Changing stroke rehab and research worldwide now.Time is Brain! trillions and trillions of neurons that DIE each day because there are NO effective hyperacute therapies besides tPA(only 12% effective). I have 523 posts on hyperacute therapy, enough for researchers to spend decades proving them out. These are my personal ideas and blog on stroke rehabilitation and stroke research. Do not attempt any of these without checking with your medical provider. Unless you join me in agitating, when you need these therapies they won't be there.

What this blog is for:

My blog is not to help survivors recover, it is to have the 10 million yearly stroke survivors light fires underneath their doctors, stroke hospitals and stroke researchers to get stroke solved. 100% recovery. The stroke medical world is completely failing at that goal, they don't even have it as a goal. Shortly after getting out of the hospital and getting NO information on the process or protocols of stroke rehabilitation and recovery I started searching on the internet and found that no other survivor received useful information. This is an attempt to cover all stroke rehabilitation information that should be readily available to survivors so they can talk with informed knowledge to their medical staff. It lays out what needs to be done to get stroke survivors closer to 100% recovery. It's quite disgusting that this information is not available from every stroke association and doctors group.

Wednesday, January 29, 2020

FDA clears algorithms that detect heart murmurs and AFib

You may want your doctor to have this in a testing protocol prior to hospital discharge.  Does your hospital have a way for patients to suggest improvements? If not you need new hospital leadership, starting with the board of directors. 

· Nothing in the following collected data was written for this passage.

PR #273, opened 2019-02-12
Adding support for Zipkin tracing in SpoofClient

dushyanthsc:
Existing support for Zipkin tracing pushes the responsibility of logging zipkin traces to individual tests. This change moves the responsibility to SpoofClient, so that all tests get it by default. Individual tests
can disable this functionality by just disabling a ZipkinTracingEnabled flag in zipkin package.

Zipkin tracing in Spoofing client checks to see if the ZipkinTracingEnabled flag is enabled and only logs traces for requests that have encountered Server errors i.e if the http.Response.StatusCode between 500 to 599.

For SpoofingClient.Poll calls we only log trace of the final SpoofingClient.Do made.

### DIFF
--- a/test/spoof/spoof.go
+++ b/test/spoof/spoof.go
@@ -1,5 +1,5 @@
 /*
-Copyright 2018 The Knative Authors
+Copyright 2019 The Knative Authors
 
 Licensed under the Apache License, Version 2.0 (the "License");
 you may not use this file except in compliance with the License.
@@ -21,7 +21,6 @@ package spoof
 import (
 	"bytes"
 	"encoding/json"
-	"errors"
 	"fmt"
 	"io/ioutil"
 	"net"
@@ -47,6 +46,9 @@ const (
 	// TODO(tcnghia): These probably shouldn't be hard-coded here?
 	istioIngressNamespace = "istio-system"
 	istioIngressName      = "istio-ingressgateway"
+	// Name of the temporary HTTP header that is added to http.Request to indicate that
+	// it is a SpoofClient.Poll request. This header is removed before making call to backend.
+	pollReqHeader = "X-Kn-Poll-Request-Do-Not-Trace"
 )
 
 // Response is a stripped down subset of http.Response. The is primarily useful
@@ -185,6 +187,12 @@ func (sc *SpoofingClient) Do(req *http.Request) (*Response, error) {
 	traceContext, span := trace.StartSpan(req.Context(), "SpoofingClient-Trace")
 	defer span.End()
 
+	// Check to see if the call to this method is coming from a Poll call.
+	logZipkinTrace := true
+	if req.Header.Get(pollReqHeader) != "" {
+		req.Header.Del(pollReqHeader)
+		logZipkinTrace = false
+	}
 	resp, err := sc.Client.Do(req.WithContext(traceContext))
 	if err != nil {
 		return nil, err
@@ -198,12 +206,18 @@ func (sc *SpoofingClient) Do(req *http.Request) (*Response, error) {
 		return nil, err
 	}
 
-	return &Response{
+	spoofResp := &Response{
 		Status:     resp.Status,
 		StatusCode: resp.StatusCode,
 		Header:     resp.Header,
 		Body:       body,
-	}, nil
+	}
+
+	if logZipkinTrace {
+		sc.logZipkinTrace(spoofResp)
+	}
+
+	return spoofResp, nil
 }
 
 // Poll executes an http request until it satisfies the inState condition or encounters an error.
@@ -214,6 +228,10 @@ func (sc *SpoofingClient) Poll(req *http.Request, inState ResponseChecker) (*Res
 	)
 
 	err = wait.PollImmediate(sc.RequestInterval, sc.RequestTimeout, func() (bool, error) {
+		// As we may do multiple Do calls as part of a single Poll we add this temporary header
+		// to the request to indicate to Do method not to log Zipkin trace, instead it is
+		// handled by this method itself.
+		req.Header.Add(pollReqHeader, "True")
 		resp, err = sc.Do(req)
 		if err != nil {
 			if err, ok := err.(net.Error); ok && err.Timeout() {
@@ -226,13 +244,24 @@ func (sc *SpoofingClient) Poll(req *http.Request, inState ResponseChecker) (*Res
 		return inState(resp)
 	})
 
+	if resp != nil {
+		sc.logZipkinTrace(resp)
+	}
+
 	return resp, err
 }
 
-// LogZipkinTrace provides support to log Zipkin Trace for param: traceID
-func (sc *SpoofingClient) LogZipkinTrace(traceID string) error {
+// logZipkinTrace provides support to log Zipkin Trace for param: spoofResponse
+// We only log Zipkin trace for HTTP server errors i.e for HTTP status codes between 500 to 600
+func (sc *SpoofingClient) logZipkinTrace(spoofResp *Response) {
+	if !zipkin.ZipkinTracingEnabled || spoofResp.StatusCode < http.StatusInternalServerError || spoofResp.StatusCode >= 600 {
+		return
+	}
+
+	traceID := spoofResp.Header.Get(zipkin.ZipkinTraceIDHeader)
 	if err := zipkin.CheckZipkinPortAvailability(); err == nil {
-		return errors.New("port-forwarding for Zipkin is not-setup. Failing Zipkin Trace retrieval")
+		sc.logf("port-forwarding for Zipkin is not-setup. Failing Zipkin Trace retrieval")
+		return
 	}
 
 	sc.logf("Logging Zipkin Trace: %s", traceID)
@@ -242,20 +271,21 @@ func (sc *SpoofingClient) LogZipkinTrace(traceID string) error {
 	time.Sleep(5 * time.Second)
 	resp, err := http.Get(zipkinTraceEndpoint)
 	if err != nil {
-		return fmt.Errorf("Error retrieving Zipkin trace: %v", err)
+		sc.logf("Error retrieving Zipkin trace: %v", err)
+		return
 	}
 	defer resp.Body.Close()
 
 	trace, err := ioutil.ReadAll(resp.Body)
 	if err != nil {
-		return fmt.Errorf("Error reading Zipkin trace response: %v", err)
+		sc.logf("Error reading Zipkin trace response: %v", err)
+		return
 	}
 
 	var prettyJSON bytes.Buffer
 	if error := json.Indent(&prettyJSON, trace, "", "\t"); error != nil {
-		return fmt.Errorf("JSON Parser Error while trying for Pretty-Format: %v, Original Response: %s", error, string(trace))
+		sc.logf("JSON Parser Error while trying for Pretty-Format: %v, Original Response: %s", error, string(trace))
+		return
 	}
 	sc.logf("%s", prettyJSON.String())
-
-	return nil
 }
--- a/test/zipkin/doc.go
+++ b/test/zipkin/doc.go
@@ -1,0 +1,41 @@
+/*
+Copyright 2019 The Knative Authors
+
+Licensed under the Apache License, Version 2.0 (the "License");
+you may not use this file except in compliance with the License.
+You may obtain a copy of the License at
+
+    http://www.apache.org/licenses/LICENSE-2.0
+
+Unless required by applicable law or agreed to in writing, software
+distributed under the License is distributed on an "AS IS" BASIS,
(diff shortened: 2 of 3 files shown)


test/spoof/spoof.go
```diff
@@ -47,6 +46,9 @@ const (
 	// TODO(tcnghia): These probably shouldn't be hard-coded here?
 	istioIngressNamespace = "istio-system"
 	istioIngressName      = "istio-ingressgateway"
+	// Name of the temporary http header that is added to http.Request to indicate that
```
vagababov:
```suggestion
	// Name of the temporary HTTP header that is added to http.Request to indicate that
```

test/spoof/spoof.go
```diff
@@ -47,6 +46,9 @@ const (
...
+	// it is a SpoofClient.Poll request. This header is removed before making call to backend.
+	pollRequest = "POLL_REQUEST"
```
vagababov: Don't we want this to look like canonical header? `Kn-Poll-Request`, e.g.?
In addition name it `do-not-trace` or something, since that is the purpose?

test/spoof/spoof.go
```diff
@@ -223,13 +241,23 @@ func (sc *SpoofingClient) Poll(req *http.Request, inState ResponseChecker) (*Res
...
+
 	return resp, err
 }
 
-// LogZipkinTrace provides support to log Zipkin Trace for param: traceID
-func (sc *SpoofingClient) LogZipkinTrace(traceID string) error {
+// logZipkinTrace provides support to log Zipkin Trace for param: httpResponse
+// We only log Zipkin trace for http server errors i.e for http status codes between 500 to 600
+func (sc *SpoofingClient) logZipkinTrace(spoofResp *Response) {
+	if !zipkin.ZipkinTracingEnabled || !(spoofResp.StatusCode <= 500 && spoofResp.StatusCode < 600) {
```
vagababov: I think, something like this:
```suggestion
	if !zipkin.ZipkinTracingEnabled || spoofResp.StatusCode < http.StatusInternalServerError || spoofResp.StatusCode >= 600) {
```
As is the condition seems wrong.
And probably this has no unit tests, being a test client.

test/spoof/spoof.go
```diff
@@ -223,13 +241,23 @@ func (sc *SpoofingClient) Poll(req *http.Request, inState ResponseChecker) (*Res
...
+	if resp != nil {
+		sc.logZipkinTrace(resp)
+	}
+
 	return resp, err
 }
 
-// LogZipkinTrace provides support to log Zipkin Trace for param: traceID
-func (sc *SpoofingClient) LogZipkinTrace(traceID string) error {
+// logZipkinTrace provides support to log Zipkin Trace for param: httpResponse
```
vagababov:
```suggestion
// logZipkinTrace provides support to log Zipkin Trace for param: spoofResponse
```

test/spoof/spoof.go
```diff
@@ -223,13 +241,23 @@ func (sc *SpoofingClient) Poll(req *http.Request, inState ResponseChecker) (*Res
...
+// We only log Zipkin trace for http server errors i.e for http status codes between 500 to 600
```
vagababov:
```suggestion
// We only log Zipkin trace for http server errors i.e for HTTP status codes between 500 to 600
```

test/zipkin/util.go
```diff
@@ -48,13 +48,21 @@ const (
...
+	// ZipkinTracingEnabled global variable indicating if zipkin is enabled.
+	ZipkinTracingEnabled = false
+)
 
 // SetupZipkinTracing sets up zipkin tracing which involves:
 // 1. Setting up port-forwarding from localhost to zipkin pod on the cluster
 //    (pid of the process doing Port-Forward is stored in a global variable).
 // 2. Enable AlwaysSample config for tracing.
 func SetupZipkinTracing(kubeClientset *kubernetes.Clientset) error {
+	if ZipkinTracingEnabled {
```
vagababov: This is racy and not safe.
I highly recommend to switch to `sync.Once` to do initialization like this.

test/zipkin/util.go
```diff
@@ -108,4 +122,4 @@ func CheckZipkinPortAvailability() error {
 	}
 	server.Close()
 	return nil
-}
+}
```
vagababov: Add a new line.

test/zipkin/util.go
dushyanthsc: Before I make the change, wouldn't protection through mutex be more suitable here.

The intended use here was to have this method be called logical by test.setup and CleanupZipkinTracing be called by test.Cleanup, hence synchronization protection was not added.

vagababov: So is this per-test or per test-suite?
If first, then mutex, if second then Once.

test/spoof/spoof.go
dushyanthsc: I am not sure if I have addressed the comment correctly. Partly because I didn't completely understand the header you were looking for. Please let know any changes required.

test/spoof/spoof.go
dushyanthsc: Yes, I discovered this while doing End to End test,  have fixed the condition check.

test/spoof/spoof.go
dushyanthsc: Fixed.

test/spoof/spoof.go
dushyanthsc: Fixed.

test/zipkin/util.go
dushyanthsc: It would be per-test. I have changed to using RWMutex.

test/zipkin/util.go
dushyanthsc: Fixed.

test/spoof/spoof.go
vagababov: Eh what I meant, is that doesn't look like a HTTP header. At least no a canonical one (e.g. `Content-Length`, or `Host`). What I recomment is using naming it something like `X-Knative-Dev-Poll-Request`.

vagababov: Yeah, I see what you did. Works for me. (`X-` prefix might be a good touch, but this is test, so meh).

test/zipkin/util.go
```diff
@@ -107,5 +130,17 @@ func CheckZipkinPortAvailability() error {
 		return err
 	}
 	server.Close()
+
 	return nil
 }
+
+// LockAndReadZipkinStatusFlag RLocks and returns zipkinTracingEnabled flag
+func LockAndReadZipkinStatusFlag() bool {
```
vagababov: why not just lock and unlock here? Having them separate is error prone
```
func GetZipkinStatusFlag() {
  rlock
  defer runlock
  return value
}
```

dushyanthsc: This would not work right because the read lock needs to be held until the client/method using the flag has completed retrieving zipkin trace. So for e.g. SpoofingClient reads the flag and sees that it is `true` and goes ahead and makes a Http Request. While the request is being satisfied some other routine can come can clean up the port-forwarding process because the Rlock was released and it was able to obtain a write lock. The read call on the Spoofingclient would fail as a result.

dushyanthsc: @vagababov I Hope I answered your question. Please let me know if I have missed anything.

test/spoof/spoof.go
```diff
@@ -223,13 +241,26 @@ func (sc *SpoofingClient) Poll(req *http.Request, inState ResponseChecker) (*Res
...
+
 	return resp, err
 }
 
-// LogZipkinTrace provides support to log Zipkin Trace for param: traceID
-func (sc *SpoofingClient) LogZipkinTrace(traceID string) error {
+// logZipkinTrace provides support to log Zipkin Trace for param: spoofResponse
+// We only log Zipkin trace for HTTP server errors i.e for HTTP status codes between 500 to 600
+func (sc *SpoofingClient) logZipkinTrace(spoofResp *Response) {
+	if !zipkin.LockAndReadZipkinStatusFlag() || spoofResp.StatusCode < http.StatusInternalServerError || spoofResp.StatusCode >= 600 {
```
vagababov: I think you need to do
```
x := zipking.LockAndRead...()
defer zipkin.Unlock...
// do stuff.
```

vagababov:
Sorry, somehow my response didn't get published.

test/zipkin/doc.go
```diff
@@ -0,0 +1,41 @@
...
+		zipkinTracingEnabled flag to false.
+
+A general flow for a Test Suite to use Zipkin Tracing support is as follows:
+
+		1. Call SetupZipkinTracing(*kubernetes.Clientset).
+		2. Use SpoofingClient to make HTTP requests.
+		3. Call CleanupZipkinTracingSetup on cleanup.
+
+ */
+package zipkin
```
mattmoor-sockpuppet:
```suggestion
package zipkin

```

test/zipkin/util.go
dushyanthsc: Thanks, if we are reverting to per-suite as per your earlier suggestion sync.Once makes more sense. I have updated the changeset with Sync.Once approach.

dushyanthsc:
@vagababov I have updated the PR addressing your comments. Please take a look when you get a chance. Thanks!

test/zipkin/util.go
```diff
@@ -48,54 +47,74 @@ const (
...
+func CleanupZipkinTracingSetup() {
+	teardownOnce.Do(func() {
+		if !ZipkinTracingEnabled {
+			return
+		}
+		logger := logging.GetContextLogger("SpoofUtil")
+
+		ps := os.Process{Pid: zipkinPortForwardPID}
+		if err := ps.Kill(); err != nil {
+			logger.Errorf("Encoutered error killing port-forward process in CleanupZipkingTracingSetup() : %v", err)
```
vagababov:
```suggestion
			logger.Errorf("Encountered error killing port-forward process in CleanupZipkingTracingSetup(): %v", err)
```

test/zipkin/doc.go
```diff
@@ -0,0 +1,41 @@
...
+		an internal flag zipkinTracingEnabled to true.
+
+	CleanupZipkinTracingSetup() error
+		CleanupZipkinTracingSetup cleans up zipkin tracing setup by cleaning up the
+		port-forwarding setup by call to SetupZipkinTracing. This method also sets
+		zipkinTracingEnabled flag to false.
+
+A general flow for a Test Suite to use Zipkin Tracing support is as follows:
+
+		1. Call SetupZipkinTracing(*kubernetes.Clientset).
```
vagababov: I think it'd be useful to say that it should be done in `TestMain` (which also means that Clientset  has to be initialized once, which is also not a bad idea).

test/zipkin/util.go
dushyanthsc: Fixed.

test/zipkin/doc.go
```diff
@@ -0,0 +1,41 @@
...
+		zipkinTracingEnabled flag to false.
+
+A general flow for a Test Suite to use Zipkin Tracing support is as follows:
+
+		1. Call SetupZipkinTracing(*kubernetes.Clientset) in TestMain.
+		2. Use SpoofingClient to make HTTP requests.
+		3. Call CleanupZipkinTracingSetup on cleanup after tests are executed.
+
+ */
+package zipkin
```
mattmoor-sockpuppet:
```suggestion
package zipkin

```

test/zipkin/doc.go
dushyanthsc: Makes sense modified the instructions.

test/zipkin/util.go
```diff
@@ -48,54 +47,74 @@ const (
...
-
-	// Applying AlwaysSample config to ensure we propagate zipkin header for every request made by this client.
-	trace.ApplyConfig(trace.Config{DefaultSampler: trace.AlwaysSample()})
-
-	logger.Info("Successfully setup SpoofingClient for Zipkin Tracing")
-
-	return nil
+func SetupZipkinTracing(kubeClientset *kubernetes.Clientset) {
+	setupOnce.Do(func() {
+		logger := logging.GetContextLogger("SpoofUtil")
```
srinivashegde86: we are using FormatLogger everywhere now instead of context logger - https://github.com/knative/pkg/blob/master/test/spoof/spoof.go#L79

We should use that here as well.

dushyanthsc: How  do you instantiate a FormatLogger, all places I see in the code base its through Test. Can you please point me to the documentation on how to use it, also it should not be Spoof Client? it should be in the logging package with proper documentation.

srinivashegde86: Maybe we can move it to logging. I am not sure if there is much documentation on it. You can check on existing tests on how to use it.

FDA clears algorithms that detect heart murmurs and AFib

 

Christine Fisher
Contributing Writer







Eko
The FDA just granted clearance to a suite of algorithms that could help healthcare providers in the US more accurately screen for heart conditions during routine physical exams. The algorithms, developed by Eko, can help detect both heart murmurs, indicative of valvular or structural heart disease, and atrial fibrillation, or AFib, which can lead to blood clots, strokes, heart failure and other complications.
According to the company, the AI can identify heart murmurs with 87 percent sensitivity and 87 percent specificity. In comparison, primary care physicians unaided by AI had a 43 percent sensitivity and 69 percent specificity, according to a study in European Heart Journal. When used with the Eko DUO stethoscope, the AI reportedly detected AFib with 99 percent sensitivity and 97 percent specificity.
"Two centuries after its invention, the stethoscope is still the front line tool to detect cardiovascular disease," says Dr. Patrick McCarthy, Executive Director of the Bluhm Cardiovascular Institute at Northwestern Medicine and member of Eko's Scientific Advisory Board. "Eko's development of artificial intelligence algorithms to help clinicians better interpret sounds, identify arrhythmias and detect heart murmurs during a physical exam is going to make a huge difference in our ability to care for patients."
The AI is meant to be used with Eko's digital stethoscopes, which are already on the market. This FDA clearance gives the company the greenlight to deploy its murmur- and AFib-detection algorithms. In December, the FDA granted another Eko algorithm "breakthrough status," fast-tracking it for approval. That algorithm uses ECG data to identify Left Ventricular Ejection Fraction (LVEF), a measure commonly used to diagnose heart failure. If and when that algorithm is cleared, Eko's digital stethoscopes will be able to use AI to screen for heart failure, valve disease and AFib, and all of that will be possible during routine physical exams.